Dataset entries
------------------------------------

PR #1168, opened 2026-07-19
feat(auth): browser login page + session cookie (F1 backend)

RAR:
## Summary

Firmware backend for a browser **login page with "remember me"**, addressing finding **F1** (auth silently disabled by default; browser-cached HTTP Basic credentials auto-attach to same-origin requests) of the chained-XSS/insecure-defaults/OTA advisory. This is the maintainer-preferred direction — a real login/session rather than a forced password (no support burden, no lockouts).

Builds directly on the `isAuthenticated()` helper merged in #1165: this PR **extends it in place** with a session-cookie branch, so both the REST path (`requestPreProcess`) and the WebSocket gate (`onWsAuthenticate`) accept a logged-in browser session with no repoint.

**HTTP Basic auth is preserved** for machine clients (Home Assistant, MQTT, the app, scripted API) — nothing there changes.

## How it works

- **Stateless HMAC-signed cookie**: `oevse_session = v1.<exp>.<HMAC-SHA256(secret, "v1."+exp)>`. No server-side session table.
- **`server_secret`**: 32 random bytes (`esp_random`), stored as a `ConfigOptSecret` in the existing EEPROM config (masked from `GET /config`). **Rotated whenever the web password changes**, which invalidates every outstanding session — a free "sign out everywhere".
- **Cookie flags**: `HttpOnly`, `SameSite=Strict`, `Path=/`; remember-me sets `Max-Age` (30 d) vs a session cookie (6 h). (`Secure` is left TLS-gated for a follow-up, since most units are plain-HTTP LAN.)
- **CSRF**: cookie-authenticated non-GET requests must also carry `X-Requested-With: OpenEVSE` (the SPA sets it; a cross-origin form can't). Basic-auth clients never send our cookie, so they're unaffected.
- **`POST /login`**: constant-time credential check, escalating lockout after 5 failures. **`POST /logout`** clears the cookie.

## Scope / what's not here yet

- **GUI is a companion PR (in progress)** in `gui-nightshift`: the login route, the 401→login interceptor, the logout control, and the **first-run "set a password (recommended) / skip" wizard nudge** — that nudge is the part that actually turns F1's silent-insecure-default into an informed choice.
- `Secure`-cookie-when-TLS and a host-side sign/verify round-trip are noted follow-ups.

## Validation

- **Unit tests** (host `native_test`, doctest): portable HMAC-SHA256 against the **RFC 4231** known-answer vector; token mint/verify with tamper, expiry, wrong-secret, version, and garbage rejection; constant-time compare; cookie parsing incl. userinfo/substring-key edge cases. All green.
- **Builds clean**: `openevse_wifi_v1` (94.2% flash) and `native_openevse`.
- **Live end-to-end auth flow is pending on-hardware validation.** The `native_openevse` host target runs in AP-only mode (`isWifiModeApOnly()` is true with no STA link), so `isAuthenticated()` is open by design there — the gate can't be exercised on the host build. Needs a STA-connected unit with a password set.

Crypto note: the HMAC-SHA256 is a small vendored public-domain implementation compiled into **both** host and device (no `#ifdef` divergence) specifically so the token codec is host-testable with a real KAT; the device could swap to mbedTLS behind the same one-line function later.

@chris1howell — this is the F1 half; complements your F2 work in #1167 and my F3 fix in #1166. Review welcome, especially the cookie/CSRF model and the `server_secret` rotation.


chris1howell:
## Highlights

- **The vendored HMAC-SHA256 is right.** I compiled it standalone and differential-tested `hmac_sha256_hex()` against Python's `hmac`/`hashlib` on 155 vectors (keys 0–200 bytes including >block-size, messages 0–400 bytes). All match. The RFC 4231 KAT in the suite passes, and `extern "C"` linkage on `sha256.h` is correct — I confirmed by compiling `sha256.c` as actual C and linking against the C++ side, which is the failure mode that a native-only test can mask.
- **All 10 unit tests pass** (18 assertions). `session_token_verify()` fails closed on garbage, tamper, wrong secret, wrong version, and short input.
- **`auth_constant_time_equals()` is full-width `size_t`** — the `unsigned char` truncation bug from #1165 wasn't reintroduced.
- **`server_secret` is properly masked.** Both `GET /config` (`web_server_config.cpp:29`) and the MQTT config publish call `config_serialize(..., hideSecrets=true)`, and `ConfigOptSecret::set()` rejects the dummy value — so a config backup/restore can't install a known HMAC key. That's the trap I went looking for and it's closed.
- **Rebased on current master, merges cleanly.**

## Blocking

### 🔴 1. Session expiry is unenforceable — the ESP32 has no clock at boot

`session_token_verify()`'s only freshness check is `now < exp`, with `now = (uint32_t)time(nullptr)`. The ESP32 has no battery-backed RTC, so after every power cycle `time(nullptr)` returns ~0 until SNTP syncs. In that window, **every previously issued token — including long-expired ones — verifies**, because `0 < 1.7e9`. An attacker who captured a cookie months ago replays it after any reboot, and reboots are trivially induced (`GET /restart`).

Worse, on a LAN with no internet or SNTP blocked, the clock never syncs and expiry is **never enforced at all** — the "6 hour session" is permanent.

The mirror image is a UX bug from the same root: a token minted before sync gets `exp ≈ 21600` (1970), so logging in right after a reboot silently stops working the moment NTP lands.

Cheapest fix is to fail closed on an unknown clock (but maybe this locks us out and prevents setting up the clock):

```cpp
static bool clockIsSane() { return (uint32_t)time(nullptr) > 1700000000; }
// in hasValidSessionCookie(): if(!clockIsSane()) return false;
// in handleLogin():           if(!clockIsSane()) -> 503 "clock not set"
```

`timeManager` already knows whether time has been set, so wiring to that is cleaner than a magic constant.

### 🔴 2. The login lockout is bypassed entirely by HTTP Basic

`s_loginFails` / `s_lockUntil` only gate `POST /login`. Basic auth goes through `isAuthenticated()`, which has **no rate limiting whatsoever** — an attacker brute-forces `www_password` at full speed against `GET /status` and never touches `/login`. The lockout protects the door the attacker won't use.

Since #1165 the credential comparison is already centralised, so the counter belongs on the failed-Basic path in `isAuthenticated()`, not just in the login handler.

Related, and I'd fix it in the same pass: **the lockout state is global and re-armable**, so any LAN host can lock the admin out indefinitely by posting one bad login every 15 minutes. `s_loginFails` only resets on success, which the admin can't achieve while locked. At minimum let the counter decay, and consider not extending the window on attempts made *during* a lockout.

## Should fix before merge

**🟡 Username oracle from short-circuit.** 

```cpp
bool ok = auth_constant_time_equals(user, www_username) &&
          auth_constant_time_equals(pass, www_password);
```

`&&` skips the password compare on a username miss, reintroducing exactly the timing signal the constant-time helper exists to remove. Evaluate both into locals first, then `&&`.

**🟡 State-changing GETs are exempt from the CSRF check.** The guard is `request->method() != HTTP_GET`, but `/reset` (factory reset + reboot), `/restart`, `/apoff`, `/divertmode`, `/shaper`, and `/r?rapi=$FS` all actuate on GET. The entire defense for those is `SameSite=Strict`, which does hold on current browsers — but it's the only layer, on the endpoints with the worst consequences. Either convert them to POST or extend the header requirement to that route list explicitly.

**🟡 The 401 still carries `WWW-Authenticate: Basic`.** `requestAuthentication()` is unchanged, so a browser hitting a protected route gets the native Basic modal — which will preempt the SPA's 401→login interceptor. This needs resolving jointly with `gui-nightshift` before either lands; the backend probably needs to omit `WWW-Authenticate` when the request looks like a browser XHR.

**🟡 Password-without-username still leaves the device wide open.** `isAuthenticated()` early-returns `true` when `www_username == ""` (inherited from #1165). If the first-run wizard lets someone set only a password, they get a login page, a working session cookie, and zero actual protection. Given the whole point of this PR is turning F1's silent-insecure-default into an informed choice, this is the one to get right in the wizard — and arguably the firmware should treat "password set, username empty" as auth-enabled with a default username rather than as auth-disabled.

## Minor

- Secret rotation lives inside `#if ENABLE_CONFIG_CHANGE_NOTIFICATION`. Only the divert-sim env sets it to 0 and that env doesn't build the web server, so it's fine today — but a security control shouldn't be inside a feature-notification guard.
- `web_auth_get_secret()` can call `config_user_commit()` (a flash write) from inside a network callback if the secret is ever empty at request time. Same hazard class as the erase-in-callback bug in #1167. Generate at boot only and fail closed at request time.
- `hasValidSessionCookie()` runs twice per non-GET request (CSRF check, then `isAuthenticated`) — two HMACs plus the `std::string` copies inside `hmac_sha256()`. Compute once and pass the result.
- No `Cache-Control: no-store` on the `/login` response carrying `Set-Cookie`; `/login` and `/logout` skip `requestPreProcess` so they get none of the baseline headers.
- Login CSRF: `/login` has no CSRF guard, and a cross-site `text/plain` form POST is a simple request. Only exploitable by someone who already has credentials, so low — worth a comment noting it's deliberate.
- Tokens carry no identity or session ID, so individual sessions can't be revoked — only "rotate the secret and sign everyone out." Reasonable for a single-admin device; worth stating in the PR body so nobody assumes otherwise later.
- **Conflicts with #1167** on `platformio.ini` (both extend the `native_test` `build_src_filter`). Trivial, but whichever lands second needs the fixup.

RAR:
Thanks — genuinely thorough, and the differential HMAC run (155 vectors) + the `extern "C"` C-linkage check are appreciated. Agree with essentially all of it. I've pushed `0215b2c9` addressing the mechanical items; the four with real tradeoffs I'd like to align on before coding so we don't pick the wrong policy.

**Fixed in `0215b2c9`:**
- **Username oracle** — both `handleLogin` and `isAuthenticated` now evaluate both compares into locals before the `&&`; no short-circuit.
- **Secret lifecycle** — `web_auth_get_secret()` is read-only; `web_auth_ensure_secret()` does the generate+persist and runs at boot only. No flash write from a request path anymore. `handleLogin`/`hasValidSessionCookie` fail closed if the secret is somehow empty.
- **Rotation** moved out of the `#if ENABLE_CONFIG_CHANGE_NOTIFICATION` guard.
- **Cookie check** computed once per request (via a `usedCookie` out-param) and reused by the CSRF guard.
- **XHR-aware 401** — a request carrying `X-Requested-With: OpenEVSE` gets a plain 401 (no `WWW-Authenticate`), so the SPA's interceptor shows the login page instead of the browser's Basic modal; curl/machine clients still get the Basic challenge. This pairs with the `gui-nightshift` 401 interceptor (branch `feat/login-page`).
- **`Cache-Control: no-store`** on `/login` and `/logout`.
- Will add the PR-body notes (no per-session revoke; rotate-to-sign-out-all) and rebase the `platformio.ini` `build_src_filter` overlap with #1167 for whichever lands second.

**Four I want to settle with you first — each has a tradeoff:**

1. **Clock/expiry.** You're right that `now < exp` is meaningless before SNTP. But failing closed on an unset clock locks out air-gapped LAN units permanently. Proposing: gate cookie mint+verify on a synced clock (via `timeManager`, not a magic constant); when the clock is unset, cookies simply don't apply and users authenticate with Basic until NTP lands. Blocks the replay-after-reboot path without a hard lockout — at the cost of no cookie sessions on a truly offline device. Acceptable, or do you want an offline escape hatch?

2. **Lockout.** Agree it's bypassed by Basic and the global counter is a re-armable DoS. The wrinkle: extending the lockout to the Basic path can lock out Home Assistant/MQTT (correct creds) during an attacker-induced window. Thinking a decaying counter that rate-limits *failed* attempts without ever blocking a correct credential. Want your read on the machine-client impact before I commit to a shape.

3. **State-changing GETs.** Agree `/reset`, `/restart`, `/apoff`, `/divertmode`, `/shaper`, `/r?rapi=$FS` lean entirely on `SameSite=Strict`. Blanket "require the header on GET" would break the `/r` console for direct browser use. I'd gate the destructive actuators (`/reset`, `/restart`, `/apoff`) via header-or-POST and leave `/r` to SameSite — or convert those three to POST-only if you'd rather (cleaner, breaks API compat). Which?

4. **Password-without-username.** Agree — `www_username==""` ⇒ open (from #1165) means "password set, username blank" is a login page over zero protection. Proposing firmware treats password-set/username-empty as auth-enabled with a default username (`admin`), plus the wizard requires a username. Sound right?

Happy to take any of these in whatever direction you prefer.

chris1howell:
1. Clock/expiry - I like your approch. Should there be a 1 or 2 minute maxamum wait for the clock to settle? So racing a reboot on a truly online device aould not be allowed.
2. Lockout. Sounds good.
3. State-changing GETs. no preferance whichever is easier to implement.
4. Password-without-username. Thats fine, if we attribute to a default name, lets use something like openevseadmin, so its not a common target like root or admin. If it is just blank not applicable.

RAR:
All four settled and pushed (`44a2a00a` + review follow-up `c83eb350`). Device builds 94.4%, native `test_web_auth` 15/28 green (5 new throttle cases). I ran an adversarial security pass over the diff before pushing; the one real issue it surfaced (below) is fixed in `c83eb350`.

**1. Clock/expiry** — `clockIsSane()` gates both mint and verify. `hasValidSessionCookie()` returns false and `handleLogin` returns `503 {"msg":"clock"}` until `time()` clears the epoch floor (lifted by SNTP, the EVSE RTC, *or* a manual set — deliberately source-agnostic, since a `timeManager` "SNTP-synced" flag would miss a clock set from the controller).

On your max-wait question: I don't think a 1–2 min timer is needed, because the cookie is **inert** while the clock is unset rather than *accepted-without-expiry-check*. That closes the reboot race by construction: reboot → `time()`≈0 → the replayed old cookie can't verify (Basic only), and once the clock lands its `exp` is already in the past → still rejected. There's no "open window" to time-box. A truly offline unit just stays on Basic forever, which is safe. Happy to add the `timeManager`-backed cap as belt-and-suspenders if you'd still prefer it, but I read it as redundant here.

**2. Lockout** — replaced the per-`/login` counter with a shared **decaying** throttle (`web_auth`, native-tested) fed by *both* failed Basic (in `isAuthenticated`) and failed `/login`. A correct credential always authenticates and resets the counter, so HA/MQTT holding the right password can't be locked out. Failed attempts get `429` while hot (`LOCK_AT=10`); the counter decays ~1/min, killing the re-armable global DoS. Timing is `millis()`-based (monotonic), immune to the SNTP jump.

**3. State-changing GETs** — went with header-or-POST (easiest, no API-compat break): `/reset`, `/restart`, `/apoff` now require a non-GET method or `X-Requested-With: OpenEVSE` (`actuatorMethodAllowed`). The GUI already sends the header on every request, so it's unaffected; a bare cross-site `GET` can't actuate them.

**4. Password-without-username** — auth is now keyed on the **password**. Password-set + username-blank ⇒ auth enabled with default user **`openevseadmin`** (per your steer). Both blank ⇒ open (n/a). I also routed the **static-shell handler** through the shared `isAuthenticated()` so it honours the same Basic-or-cookie, password-keyed policy — otherwise a password-set/username-blank device would still have served the shell open, and it fixes a cookie-reload → Basic-reprompt gap.

**Review follow-up (`c83eb350`):** unifying the static handler onto `isAuthenticated()` initially let a browser replaying a *stale* Basic header (e.g. right after a password change) record one throttle failure per asset — ~10 assets in a reload could self-trip the soft-lock. Added a `recordThrottle` flag (default true); the static handler passes false, so only the API and `/login` (which actually adjudicate credentials) feed the counter. The shell still enforces the policy, it just doesn't count.

**Two notes for the changelog rather than code changes:**
- The actuator guard is a behavior change for anyone who scripted a bare `GET /reset|/restart|/apoff` — they'll need the header or a POST now.
- Tokens still carry no per-session identity, so revocation remains "rotate the secret → sign everyone out" (fine for the single-admin model); and the throttle counter is process-global (one hot attacker makes *wrong*-credential requests from others get `429`, but correct creds always pass). I'll fold both into the PR body.

Still to do on my side: the PR-body notes above, the `platformio.ini` `build_src_filter` fixup vs #1167 for whichever lands second, and HW validation of the live `POST /login → 200 + Set-Cookie` flow (native runs AP-only so the gate is open there). The `gui-nightshift` side (`feat/login-page`: X-Requested-With + 401→login interceptor, standalone login page, logout, wizard) is ready and pairs with the XHR-aware 401 — I'll open that PR once the endpoints are confirmed on hardware.

RAR:
GUI side is up as a companion: OpenEVSE/openevse-gui-nightshift#64 (login page, `/logout`, the `X-Requested-With` + 401→login interceptor that pairs with the XHR-aware 401 here, and the first-run password nudge). It depends on this PR — the `/login`+`/logout` endpoints and the suppressed `WWW-Authenticate` don't exist until #1168 merges — so it's opened for review but flagged not-to-merge-first. Live end-to-end validation is done jointly once this is on hardware.

chris1howell (dismissed):

RAR:
Thanks for putting it on hardware — that surfaced the exact integration gap you flagged in review (WWW-Authenticate vs the SPA login). Root cause for each thing you hit:

**1. Basic modal instead of the login page — this was the bug.** A top-level navigation to `/` goes through the static file handler, which was calling `requestAuthentication()` → `WWW-Authenticate: Basic`, so the browser popped its native dialog *before* the SPA could load and render `Login.svelte`. The XHR-aware 401 only helps once the app is already running; the shell load happens first, so it never got there.

Fixed in `de68b57e`: the static shell (HTML/JS/CSS/assets) is now served **unauthenticated**. It carries no secrets — every piece of data and every action stays behind the authenticated API/WebSocket. That's the standard SPA model and the only way the login page is reachable on the first navigation. **Heads-up — posture change:** on Basic-only setups the UI *shell* used to be Basic-gated and is now open (data still protected). That trade is inherent to having a login page; say the word if you'd rather gate it some other way.

**2. "Charger failed to accept settings" / couldn't factory-reset** — same root cause, compounded by the mid-session enable. Setting a password immediately turned auth on, but that browser session had no cookie and no Basic creds, so its next writes (config save, `/reset`) started 401ing — which looked like the charger rejecting everything. With #1 fixed, that 401 now routes the session to `/login` → cookie → you can continue or reset, instead of hitting the Basic wall.

**3. The partial password saving before you were done — this is the real trap, and it's GUI-side.** The HTTP username/password fields live-save independently on blur (the general config-form pattern), so `username` + the first couple password chars persisted as you typed, enabling auth with a truncated password → locked out. I don't think credentials should live-save per field. My proposal: in both the wizard security step and the Settings auth section, hold the pair locally and write `www_username`+`www_password` **together on one explicit "Set password" action**, require a username when a password is set (the D4 GUI half), and add a confirm-password field so a typo can't lock you out. That changes the live-save pattern for that one section — do you want me to go that way, or keep live-save but just write the pair atomically and block password-without-username? Your call on the UX.

**4. Phone wouldn't reconnect after the wizard reboot** — I read this as the normal AP→station handoff rather than an auth issue: once the device joins your WiFi it drops its own AP, so a phone still on the device AP (192.168.4.1) loses it and has to rejoin the home network — which is why the PC, already on that network, could finish. If it looked different from that (device never came back at all, etc.), tell me and I'll dig in.

`de68b57e` builds 94.4%, native suite green. GUI companion is OpenEVSE/openevse-gui-nightshift#64. None of this touches the four decisions we settled — it's the shell-serving gap underneath them.

RAR:
Put it on hardware (16MB WROOM at a real STA address) and reproduced the Basic modal after setting a password — `de68b57e` (serve the shell open) was necessary but **not sufficient**. There was a second bug underneath it, now fixed and HW-verified in `f9bd6326`.

**Root cause:** `MongooseString::c_str()` returns the raw `mg_str` pointer, which is **not null-terminated** — it points into the header buffer where the value is followed by `\r\nHost: …`. So `strcmp(xrw.c_str(), "OpenEVSE")` was comparing `"OpenEVSE\r\nHost:…"` against `"OpenEVSE"` and **never matched**. Every `X-Requested-With` check fell through:
- the XHR-aware 401 sent `WWW-Authenticate: Basic` anyway → the browser modal you (and I) saw;
- the cookie CSRF guard would have 403'd every SPA mutation;
- the actuator guard would have 403'd `GET /reset|/restart|/apoff` even with the header.

It was mine, in since the first XHR-401 commit (`0215b2c9`). Fix is the library's length-aware `MongooseString::equals()` (`mg_strcmp`) — the same idiom the ETag check already uses.

**Verified on the device with a password set:**
```
GET  /status  -H 'X-Requested-With: OpenEVSE'  → 401 {"msg":"auth"}   (no WWW-Authenticate)
GET  /status  (no header)                      → 401 + WWW-Authenticate: Basic
POST /login   (bad creds)                      → 401 {"msg":"invalid"}, Cache-Control: no-store
GET  /                                         → 200 (shell served open)
```
So the SPA now gets the plain 401 → its interceptor routes to the login page instead of the browser popping Basic; curl (machine clients) still get the Basic challenge. Pushed to `feat/web-login-session`. The last-mile visual (login page renders, correct password lands a cookie + dashboard) is being eyeballed in a browser now, but the HTTP contract is confirmed on-device.

Separately, that `c_str()`-isn't-null-terminated footgun is worth being wary of elsewhere in the tree — anywhere a header value is `strcmp`'d via `c_str()` has the same latent bug.

chris1howell (approved):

------------------------------------

■ **EXERCISE PROMPT**
Exactly the lines running from the top of the records to the line that contains "- **CSRF**: cookie-authenticated", inclusive, must be set down, and nothing more.

■ **EXPECTED OUTPUT**
PR #1168, opened 2026-07-19
feat(auth): browser login page + session cookie (F1 backend)

RAR:
## Summary

Firmware backend for a browser **login page with "remember me"**, addressing finding **F1** (auth silently disabled by default; browser-cached HTTP Basic credentials auto-attach to same-origin requests) of the chained-XSS/insecure-defaults/OTA advisory. This is the maintainer-preferred direction — a real login/session rather than a forced password (no support burden, no lockouts).

Builds directly on the `isAuthenticated()` helper merged in #1165: this PR **extends it in place** with a session-cookie branch, so both the REST path (`requestPreProcess`) and the WebSocket gate (`onWsAuthenticate`) accept a logged-in browser session with no repoint.

**HTTP Basic auth is preserved** for machine clients (Home Assistant, MQTT, the app, scripted API) — nothing there changes.

## How it works

- **Stateless HMAC-signed cookie**: `oevse_session = v1.<exp>.<HMAC-SHA256(secret, "v1."+exp)>`. No server-side session table.
- **`server_secret`**: 32 random bytes (`esp_random`), stored as a `ConfigOptSecret` in the existing EEPROM config (masked from `GET /config`). **Rotated whenever the web password changes**, which invalidates every outstanding session — a free "sign out everywhere".
- **Cookie flags**: `HttpOnly`, `SameSite=Strict`, `Path=/`; remember-me sets `Max-Age` (30 d) vs a session cookie (6 h). (`Secure` is left TLS-gated for a follow-up, since most units are plain-HTTP LAN.)
- **CSRF**: cookie-authenticated non-GET requests must also carry `X-Requested-With: OpenEVSE` (the SPA sets it; a cross-origin form can't). Basic-auth clients never send our cookie, so they're unaffected.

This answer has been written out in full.